Development icon

Large Scale, Server-Side Mapping in Drupal with the Leaflet-Geocluster Stack: Part 1

Eric paul, Senior Developer
#Drupal | Posted

On a recent project here at Phase2, we were tasked with creating a responsive, data-scalable, dense-point map in Drupal 7. The sticking point for this application was that the starting data scale of about 18k data points needed the ability to scale up to around 104 data points. We wanted the page load time to remain under one second on the Drupal 7 application stack.

Our initial knee-jerk reaction was to question whether Drupal was the right tool for this job. We began to research for a way to implement this completely in Drupal. We did find a way: we ended up implementing the Leaflet-Geocluster stack.

In this two-part blog series, we’ll take a look at server-side mapping and look into the performance bottlenecks (and what we can do to mitigate them). Then we’ll take a closer look at our implementation, our pain points, and a few key application-specific customizations. The hope is that you’ll have enough details and reference material to implement your own large-scale mapping application.

The end result is currently in production on the Volunteers in Service to America site. If you’d like to follow along, the code has been released under the GPL and is available on github.

The Problem

HOW DO WE USE DRUPAL AND CURRENT MAPPING TECHNOLOGY TO PROVIDE A RESPONSIVE MAP APPLICATION THAT CAN SCALE UP TO 10,000 DATA POINTS AND IS USABLE ON ANY DEVICE?

The solution to this problem was twofold: first, use server-side processing to produce clusters, then amortize delivery of user-requested data over multiple workflows.

WHY IS THIS A DIFFICULT PROBLEM?

In Drupal, entities that we want to map will usually store an address (with Address Field or Location) in which geodata (latitude-longitude coordinates) are encoded into a separate field (usually Geofiled). Then we either map one entity via a field formatter within an entity view mode, or we use Views to query for a list of geocoded features that act as a data feed for a map.

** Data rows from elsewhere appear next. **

PR #502, opened 2020-06-16
Elevate fire event page in prep for merge

JacobParis:
As per conversation on #490 (and #485), the event firing utilities are largely universal and independent of the testing library family products they're imported into

This PR moves [the existing Fire Event page](https://testing-library.com/docs/dom-testing-library/api-events) from its nested folder in DOM Testing Library to the top level in preparation for it to be merged with the [docs from User Event](https://github.com/testing-library/user-event)

@MatanBobi had begun working on #485 so I followed his model for the page structure to keep things consistent

This PR includes a 301 Redirect which, assuming I implemented it correctly, will cover all traffic going to the original Fire Event page and make this a non-breaking change

Screen Shot 2020-06-15 at 11 57 28 PM

I'm interested in any feedback or pushback with the goal of being able to migrate the [docs from User Event](https://github.com/testing-library/user-event) to this repository in short order

### DIFF
--- a/docs/angular-testing-library/api.md
+++ b/docs/angular-testing-library/api.md
@@ -288,9 +288,7 @@ are automatically bound to the Angular Component. This to ensure that the
 Angular change detection has been run by invoking `detectChanges` after an event
 has been fired.
 
-See
-[Firing Events](https://testing-library.com/docs/dom-testing-library/api-events)
-for a complete list.
+See [Firing Events](universal-api-events.md) for a complete list.
 
 **example**:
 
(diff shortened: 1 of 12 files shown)


MatanBobi:
Hi @JacobParis !
The work I did in this issue is still a WIP, I will issue a PR once done, but as you can see in the comments there, the structure will probably change and the Queries page won't be under "Getting Started"..

JacobParis:
Closing since the merge isn't happening now and when it does this will be horribly out of date

nickmccurdy:
This still seems like a useful change to me, even without merging user event. Perhaps we could reopen it and use similar formatting for #519.

nickmccurdy:
Seems like this was completed elsewhere.

PR #507, opened 2020-06-20
docs: Link to new Discord

nickmccurdy:


docs/contributing.md
```diff
@@ -32,7 +32,7 @@ For questions related to using the library, please visit a support community
 instead of filing an issue on GitHub.
 
 - [Spectrum][spectrum]
```
kentcdodds, line 34: Let's delete this

website/core/Footer.js
```diff
@@ -55,8 +55,8 @@ class Footer extends React.Component {
             <ExternalLink href="https://stackoverflow.com/questions/tagged/react-testing-library">
               Stack Overflow
             </ExternalLink>
-            <ExternalLink href="https://www.reactiflux.com/">
-              Reactiflux on Discord
+            <ExternalLink href="https://discord.gg/c6JN9fM">
+              Discord
             </ExternalLink>
             <ExternalLink href="https://spectrum.chat/testing-library">
               Spectrum
```
kentcdodds, line 62: Let's delete spectrum everywhere

website/pages/en/support.js
```diff
@@ -28,7 +28,7 @@ function Support(props) {
       title: 'Spectrum',
```
kentcdodds, line 28: Here too

nickmccurdy:
I've removed most of Spectrum links, but I'm running into a layout issue involving the support links in Docusaurus, which I'm not very experienced with. When removing a link, the two rows no longer have three items each, and I get this unnatural layout where the second row is different.
image


One thing I've noticed is that we're giving more than three items to `<GridBlock layout="threeColumn" align="left" />`, which is only supposed to take three. However, even if I split this into two `GridBlock`s, I can't seem to get the second row to be left aligned.

kentcdodds:
I'm not sure 😬

nickmccurdy:
@alexkrolick Would you mind taking a look at this issue if you have time?

kentcdodds:
Meh, let's just merge it. We can fix it later.

alexkrolick:
@nickmccurdy sorry I missed this, yeah, I think we got lucky with the layout aligning in the right number of columns. I recall trying a few different combos (like center-alignining different things, and different column counts) but the layout never really looked that great. Feel free to change it up.

PR #508, opened 2020-06-20
Merge support page into help page

nickmccurdy:
The content of the [help](https://testing-library.com/help) and [support](https://testing-library.com/support) pages is very similar, and it's not very clear what the distinction is from the navbar as support usually refers to help for users. I think it would be easier to browse and maintain this information if we put it all in one place in the help page.


nickmccurdy:
I'd like to give @kentcdodds a chance to review before merging, since I'm changing the copy about Testing JavaScript and his other courses/workshop

PR #513, opened 2020-06-27
Correct Assert section in Example page of React Testing Library

gyuwon:
Assert section in Example page of React Testing Library does not
contains assertion code but SUT. So rename the section to
'System Under Test' and insert a new section that describes assertion
code correctly.


kentcdodds:
@all-contributors please add @gyuwon for docs

PR #747, opened 2021-01-20
chore: cleanup old website data

MatanBobi:


eps1lon (commented):
Could you add the lockfiles to our `.gitignore`? They should already be part of it if they're in the root directory.

MatanBobi:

Current high-density point strategies are mostly limited to client-side clustering, which produces a rendering similar to the following:

map of high density points

Here, we have a usable interface where we can click to zoom in on point clusters to get at the area of interest. As we zoom in, clusters regroup themselves and clickable points start appearing. This is a very familiar interaction, and implementing this with client-side clustering works pretty well when we are mapping on the order of 102 points.

Once we get to a number of points on the order of thousands, tens-of-thousands , and upwards, client-side clustering is not effective due to the page load time to render out the point data before the mapping library even has a chance to transform the data to a visualization.

One of the reasons this breaks down is that in the modern world of various, unpredictable devices that will be consuming our content, we don’t have enough information to theorize about how much client-side processing is appropriate. When we get to the scale of thousands per display, we need to assume the lowest-common denominator and offload as much processing to the server as we can in order to minimize the client-side computational load.

To see why, lets take a brief look under the hood.

diagram of geogield, views and leaflet

In this diagram, we are using Geofield, Views, and Leaflet to produce a map with client-side clustering. The server side is on the left, and the client (browser) side is on the right. Geofield stores the geodata, and a Views query produces either a single point or an array of points. In either case, PHP is rendering the point data one row at a time, and the client-side clustering happens after this delivery.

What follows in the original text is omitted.